A Delaware man is expected to plead guilty.

A Delaware man is expected to plead guilty to stealing the thumb off an ancient statue worth $4.5 million after drinking at a Philadelphia museum party.  Michael Rohana, 29, has reportedly accepted a plea bargain that would spare him 30 years of jail time. Read on to find out what happened that fateful night at an ugly Christmas sweater party, how an international incident erupted, and what happened at Rohana's first trial. 

Posed for Selfie, Left With Thumb


In December 2017, during an ugly Christmas sweater party at the Franklin Institute in Philadelphia, Rohana sneaked into a roped-off exhibit and took the thumb off a 2,000-year-old terracotta statue of a Chinese warrior.  Security video captured Rohana posing for a selfie with an arm wrapped around the sculpture known as The Cavalryman, which was insured at $4.5 million. The video appears to show Rohana break something off the statue's left hand and pocket it as he walked away.

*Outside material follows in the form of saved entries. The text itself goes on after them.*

PR #2156, opened 2024-10-23
manager: Add action.sh for user to manually trigger modules' functionality from manager

lingqiqi5211:
Commits:
- manager: Add `action.sh` for user to manually trigger modules' functionality from manager
- manager: Optimize ModuleItem
- manager: uninstall button: TextButton -> FilledTonalButton
- Optimize `run_action` function

Commit Author & Thank:
- @lightsummer233
- @lingqiqi5211
- [APatch](https://github.com/bmax121/APatch)

Demo Show:
image

### DIFF
--- a/userspace/ksud/src/module.rs
+++ b/userspace/ksud/src/module.rs
@@ -570,6 +570,28 @@ pub fn uninstall_module(id: &str) -> Result<()> {
     })
 }
 
+pub fn run_action(id: &str) -> Result<()> {
+    let action_script_path = format!("/data/adb/modules/{}/action.sh", id);
+    let result = Command::new(assets::BUSYBOX_PATH)
+        .args(["sh", &action_script_path])
+        .env("ASH_STANDALONE", "1")
+        .env(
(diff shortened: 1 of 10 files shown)


lightsummer233 (approved):

userspace/ksud/src/module.rs
```diff
@@ -570,6 +570,28 @@ pub fn uninstall_module(id: &str) -> Result<()> {
     })
 }
 
+pub fn run_action(id: &str) -> Result<()> {
```
Dr-TSNG, line 573: Why not use existing `exec_script`?

Dr-TSNG (changes requested):

userspace/ksud/src/module.rs
lingqiqi5211: I'm very sorry. I didn't notice that this function method exists. It has been optimized according to the situation.（qaq）

Dr-TSNG (approved):

PR #2189, opened 2024-11-04
new SearchAppBar ui

Houvven:
Preview

image

image


lightsummer233:
I don't think it good. 
It looks different from the other components

Houvven:
> I don't think it good. It looks different from the other components in material3

or this？
image

lightsummer233:
> > I don't think it good. It looks different from the other components in material3
> 
> or this？ image

Does it look fine with TopAppBar's scroll behavior?

PR #2284, opened 2024-12-11
Magic Mount 

rifsxd:


LeeBinder:
Hi @rifsxd Can you shine a light on why you deleted the magic branch last month, and what the future of magic mount (vs. the modules.img sparse image) is for tiann/KernelSU from what you know?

Image of Thumb Shared to Snapchat


Museum staff noticed the thumb was missing on Jan. 8, 2018. Using surveillance video and credit card records, the FBI tracked down Rohana at his Delaware home. He immediately confessed and retrieved the thumb from his bedroom desk drawer.  Friends who accompanied him to the party later testified that he talked about taking the finger during the car ride home and shared an image of the digit on Snapchat.

Part of Ancient Army


The statue was one of 10 on loan to the museum. It was part of the Terracotta Army, a collection of 8,000 warriors that date to 209 BCE.  Chinese officials were upset by the vandalism. "We ask that the US severely punish the perpetrator," a cultural official said, according to BBC News.  "We have lodged a serious protest with them." Philadelphia passed an official resolution apologizing for the incident.

What Happened at Trial


Three months later, a federal grand jury indicted Rohana under the federal art theft statute. Rohana was originally tried in April 2019, and he admitted to taking the thumb, calling it a stupid drunken mistake. "Every time I see this video now, I'm trying to figure out: 'What was going through your mind? What were you thinking?' I don't know how I could have been so stupid," he said on the stand.  But his attorneys argued he hadn't been charged under the right law. "These charges were made for art thieves—think like Ocean's Eleven or Mission: Impossible," attorney Catherine C. Henry told jurors. "[Rohana] wasn't in ninja clothing sneaking around the museum. He was a drunk kid in a bright green ugly Christmas sweater." Ultimately, the jury deadlocked on charges, and a mistrial was declared. A retrial was delayed by the COVID pandemic.

Guilty Plea to Lesser Charge Expected


Rohana is expected to plead guilty to a charge of interstate trafficking, which carries a maximum two-year prison sentence and $20,000 fine. In exchange, federal prosecutors dropped the more serious charges of theft and concealment of an object of cultural heritage from a museum, which could have seen Rohana jailed for up to 30 years.